On Jan. 7, 2013, American anime convention news site AnimeCons.com released a breakdown of attendance numbers at anime conventions held in North America in 2012.
One topic of note was the disappearance from the list of the New York Anime Festival--a previous top 5 contender for attendance numbers--since it became part of New York Comicon in 2012. However, on the whole, the number of anime conventions has been on the rise, with AnimeCons.com’s reports showing 449 events being held, an increase of 53 from 2011’s 396.
The growing number of anime conventions is also reflected in the expanding number of convention attendees themselves. Many of the large-scale conventions are reporting higher attendance numbers, with LA’s Anime Expo, North America’s largest convention, topping the list at 49,400, its highest ever turnout.
Ranked number 2 in attendance numbers was Otakon at 32,724 people. Held in the Washington, D.C. area, and drawing a large number of students, Otakon is building a popularity on the East Coast on par with Anime Expo. Following Otakon are events with attendees in the twenty-thousand range, including Anime Central (Chicago) with 24,316 attendees, Anime North (Toronto) with 22,385, Anime Boston (Boston) with 22,065, A-Kon (Dallas) with 21,982, Sakura-Con (Seattle) with 20,214 and FanimeCon (San Jose) with about 21,000.
The Japanese anime and manga industry in North America took a steep downturn during the second half of the 2000s. Nevertheless, anime conventions have oddly been experiencing a sudden growth within the same period of time.
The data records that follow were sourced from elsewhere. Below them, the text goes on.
PR #9809, opened 2026-03-18
engine: panic if prepareProgram() fails

elizagamedev:
This change crashes Filament with a helpful error message if we ever try to prepare a program and fail.


elizagamedev:
Context: gltf viewer crashes with both VSM and Froxel Visualization enabled.

```
reason: Requested variant 80 does not exist for material transparentColor
```

PR #10122, opened 2026-06-13
Fix heap buffer overflow in MaterialParser constant-count unflatten

evilgensec:
## Summary

`ChunkMaterialConstants::unflatten` and `ChunkMaterialPushConstants::unflatten` in `src/MaterialParser.cpp` read a 64-bit constant count from a compiled material package and pass it directly to `FixedCapacityVector::reserve()`/`resize()`. `FixedCapacityVector::size_type` is `uint32_t`, so a count of 2^32 or more is silently truncated to a small (or zero) allocation, while the write loop iterates the full 64-bit count. `(*vec)[i].name = ...` for any `i` beyond the truncated capacity writes past the heap buffer. The only per-index guard is `operator[]`'s `assert`, which is compiled out under `NDEBUG` (release builds).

For example, in 2006, considered the peak of the anime business, both Anime Expo and Otakon had fewer people in attendance than they do now, at 40,647 and 22,302, respectively. Additionally, the six conventions with numbers in the twenty-thousand range in 2012 all had attendance numbers from 10,000 to 12,500 people in 2006. In short, the conventions in many major urban areas have doubled their attendance.
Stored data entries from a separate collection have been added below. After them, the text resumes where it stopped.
PR #10123, opened 2026-06-15
fix(gltfio): handle meshopt decode allocation failures

aleister1102:
## Summary

Hi folks! This fixes a release-build crash when `decodeMeshoptCompression()` cannot allocate its decode buffer for attacker-controlled `EXT_meshopt_compression` assets.

- Replace the `assert_invariant(destination)` malloc check with a runtime null check that returns `false`
- Reject decode buffers larger than 256 MiB before allocation (same cap used by `ArchiveCache`)
- Propagate the error in `AssetLoaderExtended`
- Add a regression test for oversized meshopt metadata

## Why this matters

Likely to be an indicator of 2013’s overall attendance numbers, a convention to watch this year is the first ever Japan Expo USA, being held in August in Santa Clara, just outside of San Francisco. This event is being organized by the American branch of SEFA Event, which managed the 2012 Paris Japan Expo that drew 21,000 attendees. With French management and a glimpse into the attendance trends of subsequent North American anime conventions, it should be an interesting convention.